__Given data__.

Issue #516, opened 2021-10-10
multiple master windows


hertg:
This feature request is inspired by the same feature from `dwm`.

**Feature**
Allow users to have multiple master windows instead of just a single one, and allow changing the amount of master windows via command/keybinding.

Right now, most of the layouts consist of a single master window and a "stack" with all the other windows (Monocle and CenterMain obviously being a little bit different, but they still have a single "master" window). The master window is always the one on top of the stack of all windows.

My suggestion is to allow to increase and decrease the amount of windows considered "master" windows via command/keybing.

![master-stack](https://user-images.githubusercontent.com/3533648/136689350-dc9997e8-73ac-453b-b281-00355823ca35.png)

**Reasoning**
Similar to the feature where the master window width can be changed dynamically, this introduces even more flexibility to all the layouts. A user could specify keybindings like <kbd>mod + i</kbd> (increase) and <kbd>mod + d</kbd> (decrease) to dynamically adjust how many windows appear in the "master zone" of the layout.

I only really understood how much I've actually used this feature in `dwm` after I switched to LeftWM completely :stuck_out_tongue_closed_eyes:. Below you see some examples on how that behaves in `dwm`.

*Example in CenterMain layout (master on the left)*
![output1](https://user-images.githubusercontent.com/3533648/136688933-7e8e0916-3556-4bef-a1dd-4352e86e46a2.gif)

*Example in VertAndStack layout (master in center)*
![output2](https://user-images.githubusercontent.com/3533648/136688944-60f90fa0-ccdc-444f-9ed2-a1b94735e970.gif)

AethanFoot:
Not quite, it doesn't do anything to aid the current layout files. It currently just holds the layout mode and selected layouts, and holds functions that require the layout list (just new_layout, and next/prevoius_layout). I am currently trying to make things a bit cleaner while waiting on lex to be able to it again.

hertg:
Implemented with #1000

PR #1000, opened 2022-12-26
Integrate leftwm-layouts library

### LINKED ISSUE #96: Changing main width doesn't work in fibonacci layout

### LINKED ISSUE #545: rename IncreaseMainWidth to IncreaseMainSize
hello I have not found a way to modify the height of the windows.
Something similar to IncreaseMainWidth.
Would there be some way

### LINKED ISSUE #762: Issues regarding main width percentage and `LeftWiderRightStack` layout

hertg:
> **Note** Not ready for review, just wanted to snatch #1000 :joy: 

## :sparkles: Features

- Extract layout calculations to [leftwm-layouts](https://github.com/leftwm/leftwm-layouts)
- **New commands** available `IncreaseMainCount` and `DecreaseMainCount` (#516)
- Any layouts' default values can be changed via configuration (`main_width`, `rotation`, `flip`, etc)
- New custom layouts can be defined via configuration

## :lady_beetle: Fixes

- Fixes #96 
- Fixes #545 
- Fixes #762 

## :boom: Breaking Changes

- The `layouts` (also `workspace.layouts`) in `config.ron` must be declared as Strings because they are no longer backed by an enum. (ie. `layouts: ["CenterMain"]` instead of `layouts: [CenterMain]`)
- The `max_window_width` was removed without direct replacement. The "always fill entire screen" behavior can now be addressed in layouts with the `Reserve` property.

## :warning: Deprecated

- The `IncreaseMainWidth` and `DecreaseMainWidth` commands have been deprecated, use `IncreaseMainSize` and `DecreaseMainSize` instead

## :ballot_box_with_check: Potential Follow-Ups

The following can be created as issues to address in the future. I do not think that those are important enough to keep this from being merged.

- [ ] Restore layouts on `SoftReload` (Currently, all layouts reset from config on `SoftReload`)
- [ ] Implement Command that allows to reset a layout to it's default properties (nice-to-have)
- [x] Make specifying custom layouts easier by [allowing to omit default values](https://github.com/leftwm/leftwm/pull/1000#issuecomment-1556296180) in the ron config


VuiMuich:
Looking very much forward whats to come from this PR.

leftwm-core/src/handlers/command_handler.rs
```diff
@@ -369,9 +373,9 @@ fn swap_tags(state: &mut State) -> Option<bool> {
         std::mem::swap(&mut state.workspaces.get_mut(hist_a)?.tag, &mut temp);
         // Update dock tags and layouts.
         state.update_static();
-        state
-            .layout_manager
-            .update_layouts(&mut state.workspaces, state.tags.all_mut());
```
hertg, line 374: What is the point of the `update_layouts` method? Is it just so the `tag.layout` and `workspace.layout` are kept the same? I guess my refactoring makes this obsolete with the new layout manager.

hertg:
I updated the PR description with the things I still have on my mind as TODOs. Not sure if they must necessarily be included in this PR or if they could be addressed later. I think handling the `SoftReload` in a better way would probably be good to be included here, the other is more of an afterthought. I will try to address that and then get the PR ready.

A big part of this PR is the code inside [leftwm-layouts](https://github.com/leftwm/leftwm-layouts) which will be imported into leftwm. Giving the code there also a look as part of reviewing this PR would be appreciated.

hertg:
It seems Workspace IDs are currently not unique, which contradicts some assumptions I made in this PR. Waiting on feedback on [my comment](https://github.com/leftwm/leftwm/pull/848#issuecomment-1436081510).

leftwm-core/src/layouts/layout_mode.rs
```diff
@@ -0,0 +1,16 @@
+use serde::{Deserialize, Serialize};
+
+/// Leftwm now has 2 layout modes, Workspace and Tag. These determine how layouts are remembered.
```
VuiMuich, line 3:
```suggestion
/// Leftwm has 2 layout modes, Workspace and Tag. These determine how layouts are remembered.
```
This temporal reference makes no sense in doc comments, right?

VuiMuich:
Just did a first test build of this branch (merged current state of #1043 and main branch) and noticed those topics which can partially be considered regressions:
- `leftwm-state` no longer prints the current layout
- when setting up layouts in `config.ron` the Layouts need to be Strings, before they where their own types, which felt nicer imo

hertg:
I think this one is getting ready now. I fixed two of the larger things that were on my mind yesterday, namely to support layouts per workspaces and fixing a positioning issue that happened when a workspace had an offset.

@VuiMuich 
- The `layout` should now be included again in `leftwm-state`.
- Yep, the layouts config is now a list of Strings. The names of layouts can now even be chosen freely if one were to create a custom layout in the config, which is why it can no longer be a hardcoded enum. 

The layouts being Strings is one of the breaking changes this PR brings. Unless there is some flag that lets `ron` parse unquoted values as Strings, which I don't think there is, there will be no way around that.

VuiMuich:
Awesome 😎 

Maybe the `ron` [extension](https://github.com/ron-rs/ron/blob/master/docs/extensions.md) `unwrap_newtype` might work?

I'll give this a spin asap.

hertg:
> Awesome sunglasses
> 
> Maybe the `ron` [extension](https://github.com/ron-rs/ron/blob/master/docs/extensions.md) `unwrap_newtype` might work?
> 
> I'll give this a spin asap.

I mean, if it requires users to add the `#![enable(unwrap_newtypes)]` manually, there wouldn't be much of a point to it :stuck_out_tongue_closed_eyes:

Eskaan:
We can add it to the ron extensions that we activate by default.

Also I feel like @VuiMuich is trying to fing excuses to throw toml out, isn't that so? ;)

hertg:
I tried quickly to change the `layouts` type to a custom type, and it didn't seem to work. Maybe I did it wrong, but I won't go further down that path for now.

I tried something to the effect of:

```rust
pub struct LayoutName(String);

pub struct Config {
    ...
    pub layouts: Vec<LayoutName>,
}
```

Which still worked when the layout names are in quotes, but doesn't work after removing the quotes.

VuiMuich:
Yeah, activating the extension can be done at parser configuration, same as the `implicit_some`. 

Hey I am good with finding excuses 🤷🏼‍♂️, also moving a ax from toml to allow more complex configuration possibilities was the plan from the start on.

VuiMuich:
Well to be fair, I haven't had a look, how you are handling this matter in your lib, but from a quick glance at `leftwm-layout/src/layouts/default.rs` I suppose they are `&str` everywhere, right?
So to enable this it would be probably be a bigger change on the lib side, so maybe we go with the array of strings in the config now, and later bring it back as custom types...

leftwm-core/src/command.rs
```diff
@@ -69,10 +66,14 @@ pub enum Command {
...
     PreviousLayout,
-    SetLayout(Layout),
+    SetLayout(String),
     RotateTag,
-    IncreaseMainWidth(i8),
-    DecreaseMainWidth(i8),
+    IncreaseMainWidth(i32), // deprecated: use IncreaseMainSize instead
+    DecreaseMainWidth(i32), // deprecated: use DecreaseMainSize instead
+    IncreaseMainSize(i32),
+    DecreaseMainSize(i32),
```
hertg, line 74: *Note: Changed to `i32` because, although unlikely, this could now also be a pixel value. And we probably want to support pixel values higher than `255`*

leftwm-core/src/utils/command_pipe.rs
```diff
@@ -287,18 +288,16 @@ fn build_move_window_to_previous_tag(raw: &str) -> Result<Command, Box<dyn std::
...
 
-fn build_decrease_main_width(raw: &str) -> Result<Command, Box<dyn std::error::Error>> {
-    let headless = without_head(raw, "DecreaseMainWidth ");
-    let mut parts = headless.split(' ');
-    let change: i8 = parts.next().ok_or("missing argument change")?.parse()?;
-    Ok(Command::DecreaseMainWidth(change))
+fn build_decrease_main_size(raw: &str) -> Result<Command, Box<dyn std::error::Error>> {
+    let mut parts = raw.split(' ');
+    let change: i32 = parts.next().ok_or("missing argument change")?.parse()?;
+    Ok(Command::DecreaseMainSize(change))
```
hertg, line 300: *Note: The call to `without_head` was unnecessary because the `raw` parameter doesn't contain the command, it's already split out before this method is called.*

hertg:
@VuiMuich @AethanFoot @Eskaan I consider this ready :)

VuiMuich:
I've been running this branch for a couple of days now, and it's as stable as ever. 

@hertg could you give an example how a custom layout is configured, please? If there is one somewhere in this PR or in the lib I fail to see it.

I would really really like to once more investigate, if we could avoid the "layouts in the config are Strings" breakage, as I believe (hope?) this should be possible. I'll try to get a deeper look at this asap.

hertg:
@VuiMuich Theoretically, you should be able to add custom layouts with the `layout_definitions` config, but for some reason it doesn't seem to work.That's what it should look like:

```rust
layout_definitions: [
    (
        name: "Foo",
        flip: None,
        rotate: North,
        reserve: ReserveAndCenter,
        columns: (
            main: (count: 1, size: Ratio(0.5), flip: None, rotate: North, split: Horizontal),
            stacK: (flip: None, rotate: North, split: Vertical),
            second_stack: (flip: None, rotate: North, split: Horizontal),
        )
    )
]
```

I'm not sure why it doesn't work, and I currently don't have the capacity to track that down. The same goes for the "using strings for layout names" problem. I'd be more than happy if someone has some time on their hands and wants to track those two issues down.

VentGrey:
Tested this branch against Debian + Epitaph. Only had to change `IncreaseMainWidth` and `DecreaseMainWidth` as instructed. No further breakages reported :P

hertg:
I'm stupid, of course my config didn't work because I wrote `stacK` instead of `stack`, didn't notice the capital `K`. Using `leftwm-check` even would have helped me figure it out :man_facepalming: 

Here is a working example with a fully verbose definition:

```rust
layouts: [
    "Foo",
    "CenterMainFluid",
    "CenterMain",
    "Fibonacci",
    "MainAndDeck",
    "Monocle",
],
layout_definitions: [
    (
        name: "Foo",
        flip: None,
        rotate: North,
        reserve: ReserveAndCenter,
        columns: (
            flip: None,
            rotate: North,
            main: Some(Main(count: 1, size: 0.1, flip: None, rotate: North, split: Some(Horizontal))),
            stack: (flip: None, rotate: North, split: Some(Vertical)),
            second_stack: Some(SecondStack(flip: None, rotate: North, split: Horizontal)),
        )
    ),
]
```

Of course, some of the attributes are the default values and could be omitted. I kept them in this example on purpose to show all possible attributes. And I explicitly stated the `Some(..)` Option values to show which ones are `Option`s.  The definition and defaults have yet to be documented for end-users, but I plan on doing so later. That's why I communicated before that the new custom layouts is gonna be a "silent new feature" for now. The only available documentation for the layout definition is in the [leftwm-layouts source code](https://github.com/leftwm/leftwm-layouts/blob/main/leftwm-layouts/src/layouts/layout.rs) or on the [docs.rs page](https://docs.rs/leftwm-layouts/latest/leftwm_layouts/layouts/struct.Layout.html).

When one defines custom `layout_definitions`, it's important to notice that this does not automatically replace all default layouts (as can be seen in my example above, it simply adds the additional `Foo` layout). But it is still possible to actually overwrite the default layouts by defining a layout with the same name.

---

I also recommend giving the new "multiple main windows" a test-run. I'm using the following keybinds for those new commands.

```rust
(command: IncreaseMainCount, value: "", modifier: ["modkey"], key: "i"),
(command: DecreaseMainCount, value: "", modifier: ["modkey"], key: "d"),
```

---

I might do a short video in the future explaining some things. Would probably be of much help to new coming adventurers who might be overwhelmed by an overly technical documentation.

hertg:
> Of course, some of the attributes are the default values and could be omitted.

hmm, maybe that's actually not true..

VuiMuich:
The example works well (just changed `size: 0.4`, as this is a bit more reasonable  (at least on my 16:9 Display).
Didn't have time to look into the typing matter yet, but possibly next or the week after.

hertg:
I found some minor bugs in the leftwm-layouts library that I want to fix before this gets merged.
@VuiMuich Have you figured anything out about the layout name parsing? So we could prevent the necessity to enclose them in quotes?

Also, it would be nice if the fields on a custom `layout_definition` could be omitted if it is the default value anyway. It seems like that's not possible right now, so all struct fields have to be explicitly specified, which is very verbose. Is that possible? Basically an implicit `..Default::default()` for the struct and sub-structs.

---

eg. in my example from above
```rust
(
    name: "Foo",
    flip: None,
    rotate: North,
    reserve: ReserveAndCenter,
    columns: (
        flip: None,
        rotate: North,
        main: Some(Main(count: 1, size: 0.1, flip: None, rotate: North, split: Some(Horizontal))),
        stack: (flip: None, rotate: North, split: Some(Vertical)),
        second_stack: Some(SecondStack(flip: None, rotate: North, split: Horizontal)),
    )
)
```

it shall be possible to specify it like that (omitting anything that's the default anyway)
```rust
(
    name: "Foo",
    reserve: ReserveAndCenter,
    columns: (
        main: Some(Main(size: 0.1, split: Some(Horizontal))),
        stack: (split: Some(Vertical)),
        second_stack: Some(SecondStack),
    )
)
```

hertg:
I fixed the issues I wanted to address in `leftwm-layouts` with todays release `0.8.2`.
Now, I also enabled the `unwrap_newtypes` ron extensions by default, It doesn't help with the breaking change of layout names in quotes, but it makes specifying layout_definitions a little bit less cumbersome. I did not enable `unwrap_variant_newtypes` by default, because I think it could lead to unexpected behavior. See [extensions.md](https://github.com/ron-rs/ron/blob/master/docs/extensions.md) for more info.

hertg:
> Do you mean default as in config or as in unset- defaults? I suppose you mean the values in the config, but I am not sure about that.

When you change the `main` size, or change the amount of `main` windows, or when you rotate the layout at runtime, all those things directly change the layout properties (eg. `Layout::Main::size`). So what I mean is reset the layout back to its default properties, effectively resetting all user-made changes applied during runtime.

This is not really a big deal, because currently a `SoftReload` resets all layouts. But if a `SoftReload` ever does restore the modifications made during runtime, such a feature might be helpful. Just in case anybody morphs their layout into something unrecognizable from the original so that they want to reset :laughing:

Eskaan:
I want to note that the version of `leftwm-layouts` in `leftwm` is out-of-date whilst you updated `leftwm-core`

hertg:
You are right, good catch. Thanks @Eskaan :)
Merged your PR, published and updated the lib version here.

VuiMuich:
I am not sure yet if that't related to this PR but it happens that when creating a new window it gets not immediatelly rendered, only after performing a focus action it gets placed. Can somebody else reproduce this? I have to check if it is possibly related to `MainAndDeck` spevifically.

VuiMuich:
On the "list of strings in config" topic:
A naive idea would be to change the `name` in the `layout_description` to from a `Sting` to type `Layout` and see if ron-serde can figure out the rest?

VuiMuich:
Thank you so much @hertg for this milestone commit!!! :tada: :partying_face:

v3ss0n:
Awesome! gonna try.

__Exercise details__. Copy out every line from the material above in which the word "argument" appears.

__Solved problem__.
-    let change: i8 = parts.next().ok_or("missing argument change")?.parse()?;
+    let change: i32 = parts.next().ok_or("missing argument change")?.parse()?;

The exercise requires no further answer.